Assigned task:
Using the data below, gather each line that includes the word "hidden".

[Stored items]

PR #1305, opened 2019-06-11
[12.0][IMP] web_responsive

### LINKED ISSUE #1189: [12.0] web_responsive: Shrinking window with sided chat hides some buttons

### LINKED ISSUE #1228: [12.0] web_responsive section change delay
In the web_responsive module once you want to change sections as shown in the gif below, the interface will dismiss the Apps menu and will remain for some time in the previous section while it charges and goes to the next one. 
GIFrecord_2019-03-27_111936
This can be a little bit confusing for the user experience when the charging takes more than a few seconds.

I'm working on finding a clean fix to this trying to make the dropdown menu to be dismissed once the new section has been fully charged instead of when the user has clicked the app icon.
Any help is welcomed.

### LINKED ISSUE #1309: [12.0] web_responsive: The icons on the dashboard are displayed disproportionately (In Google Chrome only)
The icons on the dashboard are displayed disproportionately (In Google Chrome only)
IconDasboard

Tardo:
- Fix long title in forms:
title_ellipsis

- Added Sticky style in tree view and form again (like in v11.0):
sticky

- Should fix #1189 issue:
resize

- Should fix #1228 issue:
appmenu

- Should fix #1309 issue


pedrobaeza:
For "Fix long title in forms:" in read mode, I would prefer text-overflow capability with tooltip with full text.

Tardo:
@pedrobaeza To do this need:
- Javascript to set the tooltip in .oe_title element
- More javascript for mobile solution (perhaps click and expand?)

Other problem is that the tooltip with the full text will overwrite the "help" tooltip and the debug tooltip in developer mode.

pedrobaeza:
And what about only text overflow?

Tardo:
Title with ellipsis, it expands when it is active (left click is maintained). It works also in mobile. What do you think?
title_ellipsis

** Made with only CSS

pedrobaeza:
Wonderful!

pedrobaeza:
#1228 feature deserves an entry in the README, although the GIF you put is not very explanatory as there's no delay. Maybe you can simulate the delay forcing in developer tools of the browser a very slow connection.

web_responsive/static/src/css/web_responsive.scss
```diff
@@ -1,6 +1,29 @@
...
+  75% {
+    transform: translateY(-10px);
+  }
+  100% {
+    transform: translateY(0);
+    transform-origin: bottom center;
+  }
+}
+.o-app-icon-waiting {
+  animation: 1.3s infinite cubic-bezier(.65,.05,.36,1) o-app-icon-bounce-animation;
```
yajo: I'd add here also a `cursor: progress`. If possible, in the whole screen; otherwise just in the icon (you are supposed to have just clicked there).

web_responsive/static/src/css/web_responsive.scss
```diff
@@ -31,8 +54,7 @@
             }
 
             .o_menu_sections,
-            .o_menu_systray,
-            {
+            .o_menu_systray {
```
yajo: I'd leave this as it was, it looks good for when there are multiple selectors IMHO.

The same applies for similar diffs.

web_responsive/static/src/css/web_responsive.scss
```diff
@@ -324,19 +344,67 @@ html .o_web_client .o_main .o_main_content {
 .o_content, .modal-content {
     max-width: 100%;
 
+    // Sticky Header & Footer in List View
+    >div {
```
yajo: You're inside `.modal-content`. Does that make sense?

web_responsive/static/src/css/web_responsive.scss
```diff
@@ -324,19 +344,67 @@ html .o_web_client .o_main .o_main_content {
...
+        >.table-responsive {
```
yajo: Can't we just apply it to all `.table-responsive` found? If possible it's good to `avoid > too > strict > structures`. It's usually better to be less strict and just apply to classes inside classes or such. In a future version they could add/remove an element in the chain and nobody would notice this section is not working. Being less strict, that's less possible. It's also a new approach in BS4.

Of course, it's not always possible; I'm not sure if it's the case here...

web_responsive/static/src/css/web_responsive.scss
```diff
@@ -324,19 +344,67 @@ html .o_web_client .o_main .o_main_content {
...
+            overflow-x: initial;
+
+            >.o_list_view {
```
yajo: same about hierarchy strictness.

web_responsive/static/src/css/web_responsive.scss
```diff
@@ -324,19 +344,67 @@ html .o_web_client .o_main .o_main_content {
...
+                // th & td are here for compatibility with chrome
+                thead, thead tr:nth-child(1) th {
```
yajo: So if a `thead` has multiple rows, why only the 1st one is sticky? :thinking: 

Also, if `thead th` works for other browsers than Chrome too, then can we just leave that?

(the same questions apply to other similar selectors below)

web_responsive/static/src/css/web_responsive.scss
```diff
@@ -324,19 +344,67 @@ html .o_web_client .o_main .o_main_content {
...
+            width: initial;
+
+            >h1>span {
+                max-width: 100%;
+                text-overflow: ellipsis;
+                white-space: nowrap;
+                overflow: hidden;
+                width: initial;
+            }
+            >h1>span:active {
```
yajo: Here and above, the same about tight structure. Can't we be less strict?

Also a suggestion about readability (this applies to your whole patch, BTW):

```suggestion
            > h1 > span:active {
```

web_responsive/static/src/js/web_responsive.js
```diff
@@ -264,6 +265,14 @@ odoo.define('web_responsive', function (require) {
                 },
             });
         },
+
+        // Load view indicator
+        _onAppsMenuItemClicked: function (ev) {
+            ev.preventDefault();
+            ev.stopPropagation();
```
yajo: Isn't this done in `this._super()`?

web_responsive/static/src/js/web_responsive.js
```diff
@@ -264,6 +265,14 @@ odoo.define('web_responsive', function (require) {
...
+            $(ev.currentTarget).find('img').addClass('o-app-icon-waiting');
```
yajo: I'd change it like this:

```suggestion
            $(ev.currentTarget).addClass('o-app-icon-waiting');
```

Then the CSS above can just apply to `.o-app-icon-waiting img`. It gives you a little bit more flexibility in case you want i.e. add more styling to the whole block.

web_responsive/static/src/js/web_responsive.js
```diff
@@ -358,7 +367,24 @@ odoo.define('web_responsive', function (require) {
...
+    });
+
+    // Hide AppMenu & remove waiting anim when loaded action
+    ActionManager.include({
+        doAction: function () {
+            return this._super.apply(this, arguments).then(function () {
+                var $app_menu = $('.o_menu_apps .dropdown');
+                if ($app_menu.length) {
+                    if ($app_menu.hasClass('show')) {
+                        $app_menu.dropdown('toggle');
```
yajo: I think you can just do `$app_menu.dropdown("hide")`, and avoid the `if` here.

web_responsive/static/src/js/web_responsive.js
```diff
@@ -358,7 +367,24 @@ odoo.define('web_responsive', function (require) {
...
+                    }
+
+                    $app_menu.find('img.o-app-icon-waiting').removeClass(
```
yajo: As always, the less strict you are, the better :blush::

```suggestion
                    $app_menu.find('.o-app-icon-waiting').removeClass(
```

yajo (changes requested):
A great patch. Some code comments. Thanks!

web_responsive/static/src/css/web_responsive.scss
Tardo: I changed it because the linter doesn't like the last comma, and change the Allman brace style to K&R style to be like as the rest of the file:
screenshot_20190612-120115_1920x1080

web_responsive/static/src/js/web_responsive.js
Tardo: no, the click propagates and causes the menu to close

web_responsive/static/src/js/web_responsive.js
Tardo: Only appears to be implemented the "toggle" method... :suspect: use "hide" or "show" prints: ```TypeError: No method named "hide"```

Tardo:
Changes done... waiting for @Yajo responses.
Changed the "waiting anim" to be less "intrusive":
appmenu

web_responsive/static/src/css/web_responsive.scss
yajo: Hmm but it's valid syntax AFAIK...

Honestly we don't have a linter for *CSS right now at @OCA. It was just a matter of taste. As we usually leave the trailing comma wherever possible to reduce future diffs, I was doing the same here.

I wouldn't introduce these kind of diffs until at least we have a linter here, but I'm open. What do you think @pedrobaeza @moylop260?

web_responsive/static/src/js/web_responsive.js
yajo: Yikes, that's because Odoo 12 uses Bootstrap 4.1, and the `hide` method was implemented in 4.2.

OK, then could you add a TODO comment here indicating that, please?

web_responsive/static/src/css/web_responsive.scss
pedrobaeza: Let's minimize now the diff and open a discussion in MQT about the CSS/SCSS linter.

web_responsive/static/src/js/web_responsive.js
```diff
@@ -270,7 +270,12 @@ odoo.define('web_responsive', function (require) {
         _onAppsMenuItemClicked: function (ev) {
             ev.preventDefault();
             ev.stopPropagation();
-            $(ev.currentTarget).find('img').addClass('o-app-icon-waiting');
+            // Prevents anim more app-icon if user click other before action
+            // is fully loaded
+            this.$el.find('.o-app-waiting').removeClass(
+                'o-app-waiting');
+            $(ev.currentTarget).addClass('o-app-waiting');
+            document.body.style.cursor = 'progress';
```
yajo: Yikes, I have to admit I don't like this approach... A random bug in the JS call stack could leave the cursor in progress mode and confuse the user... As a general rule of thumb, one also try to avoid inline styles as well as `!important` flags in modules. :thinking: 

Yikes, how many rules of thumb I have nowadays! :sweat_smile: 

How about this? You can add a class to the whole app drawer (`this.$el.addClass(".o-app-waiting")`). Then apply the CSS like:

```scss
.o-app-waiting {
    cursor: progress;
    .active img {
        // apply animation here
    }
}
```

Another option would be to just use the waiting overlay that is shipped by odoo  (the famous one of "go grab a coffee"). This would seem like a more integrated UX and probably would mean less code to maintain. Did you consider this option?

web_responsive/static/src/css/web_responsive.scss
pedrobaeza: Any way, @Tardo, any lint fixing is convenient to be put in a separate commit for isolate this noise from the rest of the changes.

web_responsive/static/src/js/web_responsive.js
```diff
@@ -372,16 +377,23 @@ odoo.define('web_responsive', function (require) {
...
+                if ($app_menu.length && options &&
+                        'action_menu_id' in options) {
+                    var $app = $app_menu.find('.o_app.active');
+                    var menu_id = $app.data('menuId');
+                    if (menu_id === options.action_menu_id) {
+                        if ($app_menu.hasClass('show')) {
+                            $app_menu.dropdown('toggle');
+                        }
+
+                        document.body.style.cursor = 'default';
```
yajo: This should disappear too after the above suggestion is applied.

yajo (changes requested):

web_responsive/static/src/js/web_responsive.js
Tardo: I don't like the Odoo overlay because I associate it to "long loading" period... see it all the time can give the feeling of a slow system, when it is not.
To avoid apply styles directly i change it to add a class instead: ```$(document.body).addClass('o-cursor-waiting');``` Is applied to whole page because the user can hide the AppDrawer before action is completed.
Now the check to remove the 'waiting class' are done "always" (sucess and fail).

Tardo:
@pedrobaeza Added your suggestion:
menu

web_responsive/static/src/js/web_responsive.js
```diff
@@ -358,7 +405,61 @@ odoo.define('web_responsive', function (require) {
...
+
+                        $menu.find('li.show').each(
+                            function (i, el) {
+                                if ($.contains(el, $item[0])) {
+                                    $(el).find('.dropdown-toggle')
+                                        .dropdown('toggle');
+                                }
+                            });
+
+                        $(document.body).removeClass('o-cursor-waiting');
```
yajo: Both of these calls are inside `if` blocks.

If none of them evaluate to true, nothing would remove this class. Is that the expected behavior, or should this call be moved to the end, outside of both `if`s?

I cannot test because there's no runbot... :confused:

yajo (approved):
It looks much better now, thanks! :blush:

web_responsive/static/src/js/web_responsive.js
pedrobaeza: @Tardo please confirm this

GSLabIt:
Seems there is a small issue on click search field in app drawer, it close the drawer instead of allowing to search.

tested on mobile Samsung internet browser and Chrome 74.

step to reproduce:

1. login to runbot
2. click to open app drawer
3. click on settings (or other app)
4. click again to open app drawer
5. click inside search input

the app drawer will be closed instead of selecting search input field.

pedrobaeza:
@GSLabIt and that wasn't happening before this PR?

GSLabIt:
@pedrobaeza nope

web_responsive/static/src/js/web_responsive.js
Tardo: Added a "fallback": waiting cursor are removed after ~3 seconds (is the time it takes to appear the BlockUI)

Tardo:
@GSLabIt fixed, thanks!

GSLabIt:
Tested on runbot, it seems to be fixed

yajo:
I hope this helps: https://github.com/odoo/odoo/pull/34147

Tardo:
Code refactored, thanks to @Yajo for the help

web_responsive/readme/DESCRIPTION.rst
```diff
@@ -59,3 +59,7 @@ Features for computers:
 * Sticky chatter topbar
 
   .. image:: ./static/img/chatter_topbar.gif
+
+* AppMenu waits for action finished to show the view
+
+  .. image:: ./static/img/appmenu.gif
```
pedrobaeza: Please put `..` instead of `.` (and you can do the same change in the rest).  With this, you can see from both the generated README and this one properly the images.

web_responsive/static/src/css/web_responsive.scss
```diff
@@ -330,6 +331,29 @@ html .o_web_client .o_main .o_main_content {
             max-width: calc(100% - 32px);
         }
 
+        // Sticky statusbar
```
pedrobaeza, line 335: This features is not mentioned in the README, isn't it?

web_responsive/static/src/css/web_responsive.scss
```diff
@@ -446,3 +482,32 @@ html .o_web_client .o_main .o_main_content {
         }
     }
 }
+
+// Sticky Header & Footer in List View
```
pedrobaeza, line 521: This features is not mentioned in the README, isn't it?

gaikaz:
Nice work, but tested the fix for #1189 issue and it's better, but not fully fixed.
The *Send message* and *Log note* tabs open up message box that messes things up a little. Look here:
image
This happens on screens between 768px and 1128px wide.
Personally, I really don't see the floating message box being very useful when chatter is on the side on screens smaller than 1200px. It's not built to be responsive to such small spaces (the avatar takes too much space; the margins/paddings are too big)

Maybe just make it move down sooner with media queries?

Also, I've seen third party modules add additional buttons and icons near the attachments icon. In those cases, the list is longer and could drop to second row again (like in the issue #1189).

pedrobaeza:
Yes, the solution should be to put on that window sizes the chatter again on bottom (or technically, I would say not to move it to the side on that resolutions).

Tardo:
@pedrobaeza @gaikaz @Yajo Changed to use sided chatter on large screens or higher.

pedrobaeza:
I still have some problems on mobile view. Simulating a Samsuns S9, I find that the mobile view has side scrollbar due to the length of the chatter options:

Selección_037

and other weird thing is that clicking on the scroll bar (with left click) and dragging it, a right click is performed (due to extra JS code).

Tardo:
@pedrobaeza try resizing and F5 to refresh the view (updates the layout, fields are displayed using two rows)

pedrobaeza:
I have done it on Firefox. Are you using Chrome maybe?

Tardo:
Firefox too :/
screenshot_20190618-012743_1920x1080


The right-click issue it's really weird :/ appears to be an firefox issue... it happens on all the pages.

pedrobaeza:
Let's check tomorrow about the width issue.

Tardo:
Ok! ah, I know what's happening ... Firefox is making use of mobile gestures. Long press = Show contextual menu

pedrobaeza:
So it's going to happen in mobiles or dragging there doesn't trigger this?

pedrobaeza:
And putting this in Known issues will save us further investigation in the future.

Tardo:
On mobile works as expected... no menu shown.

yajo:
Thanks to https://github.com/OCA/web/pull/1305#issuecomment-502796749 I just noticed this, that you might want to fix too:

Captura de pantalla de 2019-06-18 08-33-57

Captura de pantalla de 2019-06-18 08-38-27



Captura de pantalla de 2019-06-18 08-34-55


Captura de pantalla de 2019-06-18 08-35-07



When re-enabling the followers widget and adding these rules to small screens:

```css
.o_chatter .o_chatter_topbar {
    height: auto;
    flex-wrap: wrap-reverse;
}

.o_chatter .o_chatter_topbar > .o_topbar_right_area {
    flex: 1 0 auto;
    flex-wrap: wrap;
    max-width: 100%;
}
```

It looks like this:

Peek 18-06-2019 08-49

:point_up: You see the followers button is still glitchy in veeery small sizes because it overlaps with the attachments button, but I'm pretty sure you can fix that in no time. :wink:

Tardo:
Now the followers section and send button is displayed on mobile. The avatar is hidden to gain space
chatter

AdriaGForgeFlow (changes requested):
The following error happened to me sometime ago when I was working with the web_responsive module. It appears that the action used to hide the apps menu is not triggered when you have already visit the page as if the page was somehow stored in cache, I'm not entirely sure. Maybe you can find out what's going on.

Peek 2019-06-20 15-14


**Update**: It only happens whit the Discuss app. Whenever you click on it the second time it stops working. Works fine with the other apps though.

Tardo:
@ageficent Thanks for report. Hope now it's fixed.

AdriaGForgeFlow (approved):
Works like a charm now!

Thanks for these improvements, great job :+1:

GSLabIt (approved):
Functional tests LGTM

Written response:
+                overflow: hidden;
Now the followers section and send button is displayed on mobile. The avatar is hidden to gain space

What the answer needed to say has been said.